══ AVAILABLE DATA

PR #537, opened 2016-07-13
Extended build minor improvements

php-coder:
Minor improvements:
- update command line options descriptions to mention `assemble-runtime` script
- simplify code a bit (before we were extracting `USER` from the runtime image and passing this user to the Docker during runtime container creation. It looks useless, because we can just omit user and Docker will use default `USER` for us)
- move `assemble-runtime` script to the `scripts` sub-directory in the resulting application image (`run` script is already here, so it looks strange that they're in a different places)

@bparees WDYT about these changes?


pkg/build/strategies/sti/postexecutorstep.go
```diff
@@ -276,7 +270,6 @@ func (step *startRuntimeImageAndUploadFilesStep) execute(ctx *postExecutorStepCo
 		CapDrop:         step.builder.config.DropCapabilities,
 		PostExec:        step.builder.postExecutor,
 		Env:             step.builder.env,
-		User:            user,
```
bparees: is this just not needed because the container will default to that user anyway?

php-coder: Yes, that was my point. (Probably, I wrote it vague in the description.)

bparees: sorry, i don't tend to read PR summaries.  I should, my bad.

bparees:
lgtm, squash

php-coder:
@bparees Squashed and prepared for merge.

bparees:
[merge]

PR #543, opened 2016-07-15
override entrypoint to env during assemble

bparees:
fixes https://github.com/openshift/source-to-image/issues/475

this basically reimplements https://github.com/openshift/source-to-image/pull/476 but ensures the entrypoint in the final committed image is not changed to "env".

### DIFF
--- a/pkg/build/strategies/sti/postexecutorstep.go
+++ b/pkg/build/strategies/sti/postexecutorstep.go
@@ -13,6 +13,7 @@ import (
 	"github.com/openshift/source-to-image/pkg/api"
 	dockerpkg "github.com/openshift/source-to-image/pkg/docker"
 	"github.com/openshift/source-to-image/pkg/errors"
+	"github.com/openshift/source-to-image/pkg/run"
 	"github.com/openshift/source-to-image/pkg/tar"
 	"github.com/openshift/source-to-image/pkg/util"
 )
@@ -53,10 +54,10 @@ type storePreviousImageStep struct {
 
 func (step *storePreviousImageStep) execute(ctx *postExecutorStepContext) error {
 	if step.builder.incremental && step.builder.config.RemovePreviousImage {
-		glog.V(3).Info("Executing step: remember previous image")
+		glog.V(3).Info("Executing step: store previous image")
 		ctx.previousImageID = step.getPreviousImage()
 	} else {
-		glog.V(3).Info("Skipping step: remember previous image")
+		glog.V(3).Info("Skipping step: store previous image")
 	}
 	return nil
 }
@@ -114,7 +115,19 @@ func (step *commitImageStep) execute(ctx *postExecutorStepContext) error {
 
 	ctx.labels = createLabelsForResultingImage(step.builder, step.docker, step.image)
 
-	ctx.imageID, err = commitContainer(step.docker, ctx.containerID, cmd, user, step.builder.config.Tag, step.builder.env, ctx.labels)
+	// Set the image entrypoint back to its original value on commit, the running
+	// container has "env" as its entrypoint and we don't want to commit that.
+	entrypoint, err := step.docker.GetImageEntrypoint(step.image)
+	if err != nil {
+		return fmt.Errorf("Couldn't get entrypoint of %q image: %v", step.image, err)
+	}
+	// If the image has no explicit entrypoint, set it to an empty array
+	// so we don't default to leaving the entrypoint as "env" upon commit.
+	if entrypoint == nil {
+		entrypoint = []string{}
+	}
+
+	ctx.imageID, err = commitContainer(step.docker, ctx.containerID, cmd, user, step.builder.config.Tag, step.builder.env, entrypoint, ctx.labels)
 	if err != nil {
 		return err
 	}
@@ -261,6 +274,7 @@ func (step *startRuntimeImageAndUploadFilesStep) execute(ctx *postExecutorStepCo
 
 	opts := dockerpkg.RunContainerOptions{
 		Image:           image,
+		Entrypoint:      run.DefaultEntrypoint,
 		PullImage:       false, // The PullImage is false because we've already pulled the image
 		CommandExplicit: []string{"/bin/sh", "-c", cmd},
 		Stdout:          outWriter,
@@ -369,10 +383,11 @@ func (step *invokeCallbackStep) execute(ctx *postExecutorStepContext) error {
 
 // shared methods
 
-func commitContainer(docker dockerpkg.Docker, containerID, cmd, user, tag string, env []string, labels map[string]string) (string, error) {
+func commitContainer(docker dockerpkg.Docker, containerID, cmd, user, tag string, env, entrypoint []string, labels map[string]string) (string, error) {
 	opts := dockerpkg.CommitContainerOptions{
 		Command:     []string{cmd},
 		Env:         env,
+		Entrypoint:  entrypoint,
 		ContainerID: containerID,
 		Repository:  tag,
 		User:        user,
--- a/pkg/docker/docker.go
+++ b/pkg/docker/docker.go
@@ -95,6 +95,7 @@ type Docker interface {
 	CheckAndPullImage(name string) (*docker.Image, error)
 	BuildImage(opts BuildImageOptions) error
 	GetImageUser(name string) (string, error)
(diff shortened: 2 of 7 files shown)


gabemontero:
ahh ... more merge pain for me :-)

pkg/run/run.go
```diff
@@ -44,14 +44,15 @@ func (b *DockerRunner) Run(config *api.Config) error {
 
 	opts := docker.RunContainerOptions{
 		Image:        config.Tag,
+		Entrypoint:   []string{"/bin/env"},
```
php-coder: If we always (?) use `/bin/env`, then maybe make it default? Or it's impossible/undesirable?

(BTW I've never heard about `/bin/env` before and in many examples  `/usr/bin/env` is used.)

pkg/docker/docker.go
```diff
@@ -287,6 +291,15 @@ func (d *stiDocker) GetImageWorkdir(name string) (string, error) {
 	return workdir, nil
 }
 
+// GetImageEntrypoint returns the ENTRYPOINT property for the given image name.
+func (d *stiDocker) GetImageEntrypoint(name string) ([]string, error) {
+	image, err := d.client.InspectImage(name)
+	if err != nil {
+		return nil, err
```
php-coder: In most of functions we're throwing `errors.NewInspectImageError()` but in some we don't do it. Do you know why? Do we have some rule about it that I don't know?

pkg/build/strategies/sti/postexecutorstep.go
```diff
@@ -114,7 +114,19 @@ func (step *commitImageStep) execute(ctx *postExecutorStepContext) error {
...
+	// If the image has no explicit entrypoint, set it to an empty array
+	// so we don't default to leaving the entrypoint as "env" upon commit.
+	if entrypoint == nil {
+		entrypoint = []string{}
+	}
+	if err != nil {
+		return fmt.Errorf("Couldn't get entrypoint of %q image: %v", step.image, err)
+	}
+
+	ctx.imageID, err = commitContainer(step.docker, ctx.containerID, cmd, user, step.builder.config.Tag, step.builder.env, entrypoint, ctx.labels)
```
php-coder: This method has unit test and would be great if its coverage won't go down :-)

pkg/docker/docker.go
bparees: I don't know...i'll have to look into how we're using that error to see if we should convert the rest of the cases to also throw that.

pkg/run/run.go
bparees: make it a default where?

but now i'm wondering if doing this is also going to break images that don't have /bin/env for one reason or another.  (this originally came from @mfojtik, i'm just re-implementing his change because the original one had to be reverted)

pkg/build/strategies/sti/postexecutorstep.go
bparees: is that a request to add tests? :)

bparees:
@gabemontero yeah, sorry :)  Consider it "motivation to finish the migration to docker-engine sooner"

gabemontero:
yep :-) .... i'm actually down to the unit tests and replacing the fake
client stuff ... shouldn't be too much longer

pkg/build/strategies/sti/postexecutorstep.go
php-coder: It was a wish to see an about 5 lines in the the existing unit test ;-)

pkg/run/run.go
php-coder: >make it a default where?

In the methods that are using this (docker.CommitContainer/docker.RunContainer).

pkg/build/strategies/sti/postexecutorstep.go
bparees: "see an about"?

php-coder: > "see an about"?

I mean that I'm expecting that there is no more than 5 lines of code to be added.

bparees:
@php-coder i've updated the unit test and added a constant for the entrypoint.

i'm still not sure what to do about the fact that this introduces a requirement that all images (including runtime images) have a "/bin/env" binary available. For the most part i'm not worried about it, but if someone wants to do an extended build with a minimal target image, they can't do it here.

maybe i'll update the code to only set(override) the entrypoint if your image already sets an entrypoint.

php-coder:
>if someone wants to do an extended build with a minimal target image, they can't do it here

Is it possible to handle such a case like we're handling case of missing sh/tar? As I understand because we're always run assemble script as `env assemble` it will fail with `env not found`, right? And we can catch it in the same way.

(I don't have an answer, just suggesting idea and I'm not sure that it's possible..)

php-coder:
@bparees

>i've updated the unit test and added a constant for the entrypoint.

... but looks like you forgot to push your changes, did you? :)

bparees:
actually I did push, but what i didn't do was commit them :)

but not worth you looking now, i'm going to update again to do what i said (not set the entrypoint unless the image explicitly declares one)

bparees:
@php-coder ok, ptal again.

pkg/docker/docker.go
```diff
@@ -138,13 +139,17 @@ type PullResult struct {
...
+	PullImage       bool
+	PullAuth        docker.AuthConfiguration
+	ExternalScripts bool
+	ScriptsURL      string
+	Destination     string
+	Env             []string
+	// Entrypoint will be used to override the default entrypoint
+	// for the image if it has one.  If the image has no entrypoint,
+	// this value is ignored.
+	Entrypoint       []string
```
php-coder: What if later we'll want to always set the `Entrypoint`? What we'll do then?

mfojtik:
@bparees are we setting the entrypoint back to the original value after the assemble finish to run?

pkg/docker/docker.go
bparees: we'll change the behavior and/or introduce another field w/ that behavior?

bparees:
> @bparees are we setting the entrypoint back to the original value after the assemble finish to run?

@mfojtik yes, that's the primary new functionality over your original PR for this issue.

mfojtik:
@bparees at that time I thought `/bin/env` must be enough for everybody :-)

pkg/build/strategies/sti/postexecutorstep.go
```diff
@@ -114,7 +115,19 @@ func (step *commitImageStep) execute(ctx *postExecutorStepContext) error {
...
-	ctx.imageID, err = commitContainer(step.docker, ctx.containerID, cmd, user, step.builder.config.Tag, step.builder.env, ctx.labels)
+	// Set the image entrypoint back to its original value on commit, the running
+	// container has "env" as its entrypoint and we don't want to commit that.
+	entrypoint, err := step.docker.GetImageEntrypoint(step.image)
+	// If the image has no explicit entrypoint, set it to an empty array
+	// so we don't default to leaving the entrypoint as "env" upon commit.
+	if entrypoint == nil {
+		entrypoint = []string{}
+	}
+	if err != nil {
```
mfojtik: move this up, no point of setting the entrypoint if you get the error.

pkg/docker/docker.go
mfojtik: +1 (i think the godoc is enough)

pkg/run/run.go
```diff
@@ -11,6 +11,9 @@ import (
 	utilglog "github.com/openshift/source-to-image/pkg/util/glog"
 )
 
+// DefaultEntrypoint is the default entry point used when starting containers
+const DefaultEntrypoint = "/bin/env"
```
mfojtik: `var DefaultEntrypoint = []string{"/bin/env"}` ?

(you don't have to create the arrays when calling this)

mfojtik:
minor suggestions, but LGTM!

pkg/build/strategies/sti/postexecutorstep.go
bparees: good catch

pkg/run/run.go
bparees: good idea.

bparees:
@mfojtik updated, will let @php-coder have a final word before merging.

php-coder:
LGTM too.

bparees:
[merge]

PR #547, opened 2016-07-19
Fix directory delete in Windows

csrwng:
When running on windows, calls out to system to delete a directory to avoid golang issue https://github.com/golang/go/issues/9606

When we switch to golang 1.7, we can remove the workaround.


csrwng:
@bparees ptal

bparees:
latm (looks acceptable to me, i can't claim it's good :) )
[merge]

PR #548, opened 2016-07-20
add k8s docker client and docker engine-api dependencies

gabemontero:
@bparees - so, at least via my interpretation of how the `git mergetool` and `git rebase` went, I was able to merge the Godeps changes and s2i changes that occurred since I started to migration off of fsouza to k8s/engine-api.

And I've been able to build s2i and run the test suites, with fsouza now totally removed from s2i (both in s2i code and Godeps).  I minimally remember seeing you updated fsouza recently, but don't recall if other Godeps were updated.

That said, given all the files related to the Godeps I had to pull from origin, the file list is as you can see huge, and git does not even list them all.  The list I've pulled so far seems to line up with what was added, but can't say for sure simply from the normal viewing of this pull.  But I'm trying to pull together a local html doc with the complete git diff for cross examination.

But bottom line:
1) is the PR reviewable given the number of files ... is there a way for you to say move past the Godeps and to the s2i changes?
2) pending my ability to fully verify that all the Godeps changes are from my additions of k8s/engine-api, some concern seem warranted.


soltysh:
@gabemontero at least split the changes into two commits, one updating the godeps and 2nd changing s2i sources. Unfortunately, there's no magic trick to do that and reviewer has to go through both Godeps changes (more or less :stuck_out_tongue_winking_eye:) and through s2i changes.

gabemontero:
pending any rework of the commits, the `git diff` did show (via a `grep "\-\-\-" on the saved output) that only new files (i.e. a `--- /dev/null`) and Godeps.json were part of the Godeps portion of the commit.

If worthwhile I can make the output from `git diff` available.

I'm on PTO until Monday but will be monitoring the discussion here periodically, whether comments in the `s2i` code I changed or further calls to change the commit structure.

bparees:
@gabemontero yeah we're going to want this as two commits, one for the godeps changes, and the other for the actual s2i changes.  do a "git reset HEAD~1" to unstage things, then (i'm guessing) you can do a git add with a Godeps path and commit to commit those changes, then a second git add to add everything else and commit that.

obviously back things up before doing this :)

soltysh:
> obviously back things up before doing this :)

Actually you don't have to, since you'll be modifying locally, the backup is already at github, as long as you don't push ;)

bparees:
> Actually you don't have to, since you'll be modifying locally, the backup is already at github, as long as you don't push ;) 

yeah i know, but belt+suspenders.......

gabemontero:
Roger that @bparees and @soltysh.  Already got a non-git backup :-) but
yeah I'll play around with git and further my git education a bit :-)

PR #570, opened 2016-08-12
s2i: s2i rebuild broken

gabemontero:
Bug 1366475
Bugzilla link https://bugzilla.redhat.com/show_bug.cgi?id=1366475
Detailed explanation
an attempt to pull the builder image to obtain labels was made; the correct thing was
to pull the locally build image we were rebuilding

@bparees @php-coder PTAL

### DIFF
--- a/pkg/api/describe/describer.go
+++ b/pkg/api/describe/describer.go
@@ -10,6 +10,7 @@ import (
 
 	"github.com/openshift/source-to-image/pkg/api"
 	"github.com/openshift/source-to-image/pkg/build"
+	"github.com/openshift/source-to-image/pkg/docker"
 )
 
 // Config returns the Config object in nice readable, tabbed format.
@@ -97,16 +98,21 @@ func describeBuilderImage(config *api.Config, image string, out io.Writer) {
 		Tag:                config.Tag,
 		IncrementalAuthentication: config.IncrementalAuthentication,
 	}
-	build.GenerateConfigFromLabels(c)
-	if len(c.DisplayName) > 0 {
-		fmt.Fprintf(out, "Builder Name:\t%s\n", c.DisplayName)
-	}
-	fmt.Fprintf(out, "Builder Image:\t%s\n", config.BuilderImage)
-	if len(c.BuilderImageVersion) > 0 {
-		fmt.Fprintf(out, "Builder Image Version:\t%s\n", c.BuilderImageVersion)
-	}
-	if len(c.BuilderBaseImageVersion) > 0 {
-		fmt.Fprintf(out, "Builder Base Version:\t%s\n", c.BuilderBaseImageVersion)
+	pr, err := docker.GetBuilderImage(c)
+	if err == nil {
+		build.GenerateConfigFromLabels(c, pr)
+		if len(c.DisplayName) > 0 {
+			fmt.Fprintf(out, "Builder Name:\t%s\n", c.DisplayName)
+		}
+		fmt.Fprintf(out, "Builder Image:\t%s\n", config.BuilderImage)
+		if len(c.BuilderImageVersion) > 0 {
+			fmt.Fprintf(out, "Builder Image Version:\t%s\n", c.BuilderImageVersion)
+		}
+		if len(c.BuilderBaseImageVersion) > 0 {
+			fmt.Fprintf(out, "Builder Base Version:\t%s\n", c.BuilderBaseImageVersion)
+		}
+	} else {
+		fmt.Fprintf(out, "Error describing image:\t%s\n", err.Error())
 	}
 }
 
--- a/pkg/build/config.go
+++ b/pkg/build/config.go
@@ -9,12 +9,15 @@ import (
 
 // GenerateConfigFromLabels generates the S2I Config struct from the Docker
 // image labels.
-func GenerateConfigFromLabels(config *api.Config) error {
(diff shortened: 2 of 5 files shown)


pkg/docker/util.go
```diff
@@ -286,6 +286,28 @@ func GetBuilderImage(config *api.Config) (*PullResult, error) {
...
+// GetRebuildImage obtains the metadata information for the image
+// specified in a s2i rebuild operation.  Assumptions are made that
+// the build is available locally since it should have been previously built.
+func GetRebuildImage(config *api.Config) (*PullResult, error) {
+	d, err := New(config.DockerConfig, config.PullAuthentication)
+	if err != nil {
+		return nil, err
+	}
+
+	r, err := PullImage(config.Tag, d, api.PullNever, false)
```
bparees: why not pull if not present?  they could have pushed it somewhere.

gabemontero: i was making the assumption that it was always local  ... if we can't make that assumption, do we repurpose the builder pull policy or previous image pull policy, or do we have to add another field in the config for rebuild pull policy ?

gabemontero: and until the deprecated field is remove, i can leverage the ForcePull field as well

pkg/docker/util.go
```diff
@@ -286,6 +286,28 @@ func GetBuilderImage(config *api.Config) (*PullResult, error) {
 	return r, nil
 }
 
+// GetRebuildImage obtains the metadata information for the image
+// specified in a s2i rebuild operation.  Assumptions are made that
+// the build is available locally since it should have been previously built.
+func GetRebuildImage(config *api.Config) (*PullResult, error) {
```
php-coder: Now we have 3 methods that looks very similar, at least, all of them pulling and checking image at the end. I suggest to extract this logic to `pullAndCheck(image string, docker Docker, pullPolicy PullPolicy, forcePull, allowedUIDs boolean) error` method and modify existing methods to invoke it.

pkg/api/describe/describer.go
```diff
@@ -97,7 +97,7 @@ func describeBuilderImage(config *api.Config, image string, out io.Writer) {
 		Tag:                config.Tag,
 		IncrementalAuthentication: config.IncrementalAuthentication,
 	}
-	build.GenerateConfigFromLabels(c)
+	build.GenerateConfigFromLabels(c, false)
```
php-coder: Note that here we're ignoring return value that is a possible error.

pkg/build/config.go
```diff
@@ -9,8 +9,14 @@ import (
 
 // GenerateConfigFromLabels generates the S2I Config struct from the Docker
 // image labels.
-func GenerateConfigFromLabels(config *api.Config) error {
-	result, err := docker.GetBuilderImage(config)
+func GenerateConfigFromLabels(config *api.Config, rebuild bool) error {
```
php-coder: The fact that `GenerateConfigFromLabels` method also pulling the image looks strange and unnatural. Because we're invoking this method only from twice, I suggest to pass `PullResult` to this method as an argument and pull the image from the method that invokes `GenerateConfigFromLabels`. In this case, we can also remove the `rebuild` argument.

php-coder:
@gabemontero Looks like it was broken long time ago or it's not?

gabemontero:
@php-coder yep, as I mentioned in the bugzilla, no recent changes jumped out as something that would have broke `s2i rebuild`; thus, I suspect it has been broken for quite a while

pkg/api/describe/describer.go
gabemontero: yes i took this as "describe as much as you can" .... I think we should leave this as is

pkg/build/config.go
gabemontero: sure, I can make that change ... good idea wrt the separation

pkg/docker/util.go
gabemontero: part of next push

pkg/docker/util.go
gabemontero: thinking about it some more, I'll reuse the builder policy ... the tester for example specified the -p option ... seems natural

gabemontero:
responses to comments pushed

pkg/api/describe/describer.go
```diff
@@ -97,7 +98,8 @@ func describeBuilderImage(config *api.Config, image string, out io.Writer) {
 		Tag:                config.Tag,
 		IncrementalAuthentication: config.IncrementalAuthentication,
 	}
-	build.GenerateConfigFromLabels(c)
+	pr, _ := docker.GetBuilderImage(c)
```
bparees: why aren't you checking this error?

gabemontero: The error was ignored before.  Assumption I took was to describe as much as
possible.  I was inclined to not change that.

php-coder:
LGTM. Thank you!

pkg/api/describe/describer.go
bparees: but now pr could be nil, in which case GenerateConfigFromLabels is going to error anyway, seems better to report the error as early as possible, otherwise it's going to get wrapped/lost (before the error from the pull got bubbled up as is)

gabemontero: OK ... pushed update that does not ignore the err

bparees:
lgtm
[merge]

════

*ASSIGNMENT:* The reply should hold only the lines from the beginning of the listing above through the line with "- update command", each one written exactly as it appears.

*RESULT FOR THIS EXERCISE:*
PR #537, opened 2016-07-13
Extended build minor improvements

php-coder:
Minor improvements:
- update command line options descriptions to mention `assemble-runtime` script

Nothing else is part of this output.